In May 2025 she made her debut at the World Cup in Portimão Nicole Pircio, Bárbara Urquiza, Maria Paula Caminha, Maria Eduarda Arakaki, Ana Luiza Franceschi, Julia Kurunczi and Sofia Pereira, winning gold in the All-Around and in the two event finals. On July 18-20, the group won gold medal in all-around at Milan World Cup. They also won gold medal in 5 Ribbons final and bronze in 3 Balls and 2 Hoops.

In late August, she was selected to represent Brazil alongside Maria Paula Caminha, Maria Eduarda Arakaki, Sofia Pereira and Nicole Pircio at the 2025 World Championships in Rio de Janeiro. They won silver medal in group all-around, 0.3 point behind Japan, being the first Pan-American medal winners of the World Championships. They won another silver medal in 3 balls + 2 hoops and took 6th place in 5 ribbons final.
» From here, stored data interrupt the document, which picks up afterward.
PR #730, opened 2018-05-08
Add ignore for plugins folder

awjuliani:
The Rider IDE creates additional files in the Unity project which should be ignored in version control. Since all ML-Agents specific plugins are located within the `ML-Agents` sub-folder, I propose this repo ignore the high-level Plugins folder.


xiaomaogy:
Are you switching from Visual Studio to Rider?

awjuliani:
@xiaomaogy Rider is what I typically use.

xiaomaogy:
@awjuliani Oh I thought Visual Studio is the recommend IDE we use and that's why I use it. But I've always preferred the JetBrains series, will switch to Rider in the future.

In 2026, she and her group competed at Baku World Cup, taking 5th place in all-around. They won silver medal in 5 Balls final. Then they competed at Tashkent World Cup, and ended on 7th place in all-around. They won silver medal in 3 Hoops + 4 Clubs final. On June 5-7, Mariana and her teammates (Maria Paula Caminha, Maria Eduarda Arakaki, Julia Kurunczi, Sofia Pereira, Nicole Pircio) represented Brazil at the 2026 Pan American Championships in Rio de Janeiro, and won three gold medals (Group all-around, 5 Balls, 3 Hoops + 4 Clubs). In July, they competed at Milan World Cup and took gold medal in all-around in front of China and Spain. They also won silver medal in 5 Balls final.